## Problem description
The answer should be a number alone: the count of lines in the listing below that include "arguments".

## Source material
+ + + + + + +

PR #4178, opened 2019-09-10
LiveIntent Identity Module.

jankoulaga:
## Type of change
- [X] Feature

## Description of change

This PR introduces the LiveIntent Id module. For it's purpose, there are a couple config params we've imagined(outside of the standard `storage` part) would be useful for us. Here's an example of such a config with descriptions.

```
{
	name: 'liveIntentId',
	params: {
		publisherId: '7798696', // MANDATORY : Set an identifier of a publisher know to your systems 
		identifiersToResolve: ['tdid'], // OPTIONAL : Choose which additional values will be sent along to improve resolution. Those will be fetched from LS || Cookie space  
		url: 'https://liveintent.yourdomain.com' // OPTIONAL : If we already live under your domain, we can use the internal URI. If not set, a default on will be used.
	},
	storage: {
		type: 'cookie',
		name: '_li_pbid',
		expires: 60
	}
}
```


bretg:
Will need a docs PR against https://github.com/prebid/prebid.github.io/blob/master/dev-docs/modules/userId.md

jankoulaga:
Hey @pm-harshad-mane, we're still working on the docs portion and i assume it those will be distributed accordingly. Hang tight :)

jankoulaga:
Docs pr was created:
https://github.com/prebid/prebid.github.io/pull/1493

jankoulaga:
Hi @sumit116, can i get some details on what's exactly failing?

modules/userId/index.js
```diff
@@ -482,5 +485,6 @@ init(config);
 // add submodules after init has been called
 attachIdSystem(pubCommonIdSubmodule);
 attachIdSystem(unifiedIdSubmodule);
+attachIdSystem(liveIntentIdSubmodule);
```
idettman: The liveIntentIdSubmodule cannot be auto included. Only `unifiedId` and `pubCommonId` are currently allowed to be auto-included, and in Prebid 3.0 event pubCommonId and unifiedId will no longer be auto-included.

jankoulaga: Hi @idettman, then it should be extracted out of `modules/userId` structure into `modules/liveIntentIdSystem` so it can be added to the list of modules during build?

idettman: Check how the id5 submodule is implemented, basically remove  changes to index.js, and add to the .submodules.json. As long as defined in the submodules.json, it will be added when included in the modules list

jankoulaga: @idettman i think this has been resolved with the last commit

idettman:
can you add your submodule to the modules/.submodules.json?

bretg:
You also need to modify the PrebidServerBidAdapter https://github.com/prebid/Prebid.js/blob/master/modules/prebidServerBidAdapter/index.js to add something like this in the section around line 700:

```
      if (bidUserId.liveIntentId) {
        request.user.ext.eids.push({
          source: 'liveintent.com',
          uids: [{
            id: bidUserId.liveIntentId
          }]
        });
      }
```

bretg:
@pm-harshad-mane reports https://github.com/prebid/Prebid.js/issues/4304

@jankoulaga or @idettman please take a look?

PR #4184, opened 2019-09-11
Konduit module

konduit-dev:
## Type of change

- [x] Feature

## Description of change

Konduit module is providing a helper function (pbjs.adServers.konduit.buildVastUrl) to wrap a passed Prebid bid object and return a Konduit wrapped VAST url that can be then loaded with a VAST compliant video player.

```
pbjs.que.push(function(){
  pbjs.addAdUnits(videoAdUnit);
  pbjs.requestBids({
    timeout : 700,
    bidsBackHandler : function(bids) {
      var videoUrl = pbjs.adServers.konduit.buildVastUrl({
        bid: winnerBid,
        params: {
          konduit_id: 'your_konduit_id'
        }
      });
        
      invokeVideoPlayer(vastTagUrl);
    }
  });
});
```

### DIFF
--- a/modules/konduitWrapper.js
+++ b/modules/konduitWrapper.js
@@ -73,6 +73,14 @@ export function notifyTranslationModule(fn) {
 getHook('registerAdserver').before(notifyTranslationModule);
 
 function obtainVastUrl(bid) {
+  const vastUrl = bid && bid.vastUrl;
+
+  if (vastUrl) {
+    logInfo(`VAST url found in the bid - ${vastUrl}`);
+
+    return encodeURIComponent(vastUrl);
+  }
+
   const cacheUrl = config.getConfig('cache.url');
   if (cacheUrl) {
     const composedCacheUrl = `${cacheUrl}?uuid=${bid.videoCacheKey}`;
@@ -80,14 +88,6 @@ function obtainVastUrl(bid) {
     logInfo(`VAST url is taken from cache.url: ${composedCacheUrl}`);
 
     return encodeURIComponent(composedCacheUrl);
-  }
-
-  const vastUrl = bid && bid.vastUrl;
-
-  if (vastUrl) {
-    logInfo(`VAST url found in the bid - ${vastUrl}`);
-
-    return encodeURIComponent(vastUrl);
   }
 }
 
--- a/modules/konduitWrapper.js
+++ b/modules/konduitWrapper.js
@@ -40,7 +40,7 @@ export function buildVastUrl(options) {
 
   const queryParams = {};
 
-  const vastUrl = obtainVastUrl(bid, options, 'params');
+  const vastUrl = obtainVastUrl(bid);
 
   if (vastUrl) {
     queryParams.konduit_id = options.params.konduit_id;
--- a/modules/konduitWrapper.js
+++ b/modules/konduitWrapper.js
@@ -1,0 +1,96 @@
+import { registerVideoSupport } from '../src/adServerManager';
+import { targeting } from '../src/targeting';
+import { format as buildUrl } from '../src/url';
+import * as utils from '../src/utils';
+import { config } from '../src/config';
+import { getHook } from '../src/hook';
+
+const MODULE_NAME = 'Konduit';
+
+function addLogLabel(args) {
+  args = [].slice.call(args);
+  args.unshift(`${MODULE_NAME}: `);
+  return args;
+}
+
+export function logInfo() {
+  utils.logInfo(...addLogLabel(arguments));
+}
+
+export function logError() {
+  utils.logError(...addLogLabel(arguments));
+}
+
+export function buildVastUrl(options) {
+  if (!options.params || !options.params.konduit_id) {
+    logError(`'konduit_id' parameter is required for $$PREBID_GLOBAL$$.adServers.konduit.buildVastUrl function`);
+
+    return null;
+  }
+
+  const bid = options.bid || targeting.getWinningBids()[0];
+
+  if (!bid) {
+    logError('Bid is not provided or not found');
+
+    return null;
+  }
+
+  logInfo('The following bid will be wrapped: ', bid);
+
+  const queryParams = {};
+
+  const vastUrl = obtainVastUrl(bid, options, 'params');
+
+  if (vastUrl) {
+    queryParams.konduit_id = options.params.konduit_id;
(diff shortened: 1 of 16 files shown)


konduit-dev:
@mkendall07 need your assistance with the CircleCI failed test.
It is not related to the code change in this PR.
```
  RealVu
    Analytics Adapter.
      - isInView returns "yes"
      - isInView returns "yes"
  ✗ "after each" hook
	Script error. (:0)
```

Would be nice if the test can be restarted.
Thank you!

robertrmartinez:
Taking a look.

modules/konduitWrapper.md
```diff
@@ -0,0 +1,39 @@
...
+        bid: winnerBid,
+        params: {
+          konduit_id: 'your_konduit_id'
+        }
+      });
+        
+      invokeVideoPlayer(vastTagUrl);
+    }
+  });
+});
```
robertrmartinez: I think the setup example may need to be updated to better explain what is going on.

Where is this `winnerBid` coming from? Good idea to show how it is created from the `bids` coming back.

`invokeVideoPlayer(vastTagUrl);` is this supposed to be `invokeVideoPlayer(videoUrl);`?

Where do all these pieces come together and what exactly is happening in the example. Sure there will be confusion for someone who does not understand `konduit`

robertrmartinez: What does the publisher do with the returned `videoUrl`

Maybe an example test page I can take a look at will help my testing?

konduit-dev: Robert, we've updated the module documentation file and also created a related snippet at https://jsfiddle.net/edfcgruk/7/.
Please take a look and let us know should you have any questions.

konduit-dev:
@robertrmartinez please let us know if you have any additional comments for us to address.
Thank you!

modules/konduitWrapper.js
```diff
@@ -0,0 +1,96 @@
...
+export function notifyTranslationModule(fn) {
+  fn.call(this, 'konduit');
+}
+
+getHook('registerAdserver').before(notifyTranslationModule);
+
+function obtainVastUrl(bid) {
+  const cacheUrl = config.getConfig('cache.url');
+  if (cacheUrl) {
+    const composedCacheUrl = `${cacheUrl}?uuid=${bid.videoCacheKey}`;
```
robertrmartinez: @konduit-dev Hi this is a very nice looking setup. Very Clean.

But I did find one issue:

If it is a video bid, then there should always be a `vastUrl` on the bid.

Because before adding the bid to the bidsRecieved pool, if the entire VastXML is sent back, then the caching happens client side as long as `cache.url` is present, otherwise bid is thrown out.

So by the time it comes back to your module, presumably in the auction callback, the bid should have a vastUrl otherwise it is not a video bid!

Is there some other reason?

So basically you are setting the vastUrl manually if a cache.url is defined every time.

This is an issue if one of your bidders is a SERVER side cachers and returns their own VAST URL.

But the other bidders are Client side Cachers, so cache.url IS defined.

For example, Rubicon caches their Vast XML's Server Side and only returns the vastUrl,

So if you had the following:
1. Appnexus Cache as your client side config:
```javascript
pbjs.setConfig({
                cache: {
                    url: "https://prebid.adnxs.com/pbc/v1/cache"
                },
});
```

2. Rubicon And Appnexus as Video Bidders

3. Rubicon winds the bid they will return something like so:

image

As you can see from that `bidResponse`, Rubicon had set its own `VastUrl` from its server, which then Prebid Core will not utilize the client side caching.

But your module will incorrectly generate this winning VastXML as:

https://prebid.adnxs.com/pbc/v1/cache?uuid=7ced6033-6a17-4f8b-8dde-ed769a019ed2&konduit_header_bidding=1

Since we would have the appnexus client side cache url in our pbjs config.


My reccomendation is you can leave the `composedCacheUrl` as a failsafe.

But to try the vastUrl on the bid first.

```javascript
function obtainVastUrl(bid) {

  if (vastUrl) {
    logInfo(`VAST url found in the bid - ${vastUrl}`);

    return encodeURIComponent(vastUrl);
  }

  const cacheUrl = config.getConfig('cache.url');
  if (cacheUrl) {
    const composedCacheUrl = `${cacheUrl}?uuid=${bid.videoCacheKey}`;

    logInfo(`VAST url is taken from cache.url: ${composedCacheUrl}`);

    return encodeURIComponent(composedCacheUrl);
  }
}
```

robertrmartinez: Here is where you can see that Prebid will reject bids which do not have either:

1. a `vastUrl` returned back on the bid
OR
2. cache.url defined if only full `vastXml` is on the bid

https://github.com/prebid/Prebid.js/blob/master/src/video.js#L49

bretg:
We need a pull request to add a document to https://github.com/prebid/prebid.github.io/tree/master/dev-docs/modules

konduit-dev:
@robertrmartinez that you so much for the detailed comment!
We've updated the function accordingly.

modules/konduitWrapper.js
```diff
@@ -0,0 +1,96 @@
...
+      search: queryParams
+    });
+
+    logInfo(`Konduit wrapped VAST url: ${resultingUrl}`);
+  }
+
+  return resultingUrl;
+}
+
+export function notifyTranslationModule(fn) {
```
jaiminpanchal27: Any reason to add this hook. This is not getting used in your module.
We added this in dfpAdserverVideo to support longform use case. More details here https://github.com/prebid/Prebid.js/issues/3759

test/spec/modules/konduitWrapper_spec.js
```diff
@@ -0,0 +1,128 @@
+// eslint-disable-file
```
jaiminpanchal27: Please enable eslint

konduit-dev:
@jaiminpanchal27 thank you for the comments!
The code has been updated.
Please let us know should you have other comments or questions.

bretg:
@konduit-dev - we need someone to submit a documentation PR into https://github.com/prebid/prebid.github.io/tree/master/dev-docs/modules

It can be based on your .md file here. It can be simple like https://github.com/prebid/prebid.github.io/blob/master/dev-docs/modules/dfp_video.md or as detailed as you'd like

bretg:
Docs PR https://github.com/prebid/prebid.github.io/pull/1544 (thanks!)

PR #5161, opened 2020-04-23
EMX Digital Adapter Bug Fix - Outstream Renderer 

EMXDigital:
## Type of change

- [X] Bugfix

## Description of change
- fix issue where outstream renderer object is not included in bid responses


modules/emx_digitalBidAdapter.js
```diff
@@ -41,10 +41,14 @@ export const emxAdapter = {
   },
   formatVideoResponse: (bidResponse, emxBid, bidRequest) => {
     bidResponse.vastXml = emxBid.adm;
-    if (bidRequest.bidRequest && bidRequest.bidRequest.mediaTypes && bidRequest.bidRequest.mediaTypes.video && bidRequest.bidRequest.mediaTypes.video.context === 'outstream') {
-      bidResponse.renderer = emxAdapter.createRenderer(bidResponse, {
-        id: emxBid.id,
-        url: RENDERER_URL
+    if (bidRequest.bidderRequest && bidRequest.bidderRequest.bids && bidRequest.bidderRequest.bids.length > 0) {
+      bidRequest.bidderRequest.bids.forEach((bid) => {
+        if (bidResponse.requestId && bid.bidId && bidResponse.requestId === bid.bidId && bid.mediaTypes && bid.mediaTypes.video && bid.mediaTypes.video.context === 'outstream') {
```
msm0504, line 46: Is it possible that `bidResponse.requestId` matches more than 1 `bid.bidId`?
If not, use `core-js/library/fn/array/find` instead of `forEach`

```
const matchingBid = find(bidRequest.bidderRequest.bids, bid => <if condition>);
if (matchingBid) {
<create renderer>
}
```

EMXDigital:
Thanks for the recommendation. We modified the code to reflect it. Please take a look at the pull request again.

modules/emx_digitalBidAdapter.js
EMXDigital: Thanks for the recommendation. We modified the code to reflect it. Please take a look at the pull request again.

+ + + + + + +

## Output for this task
2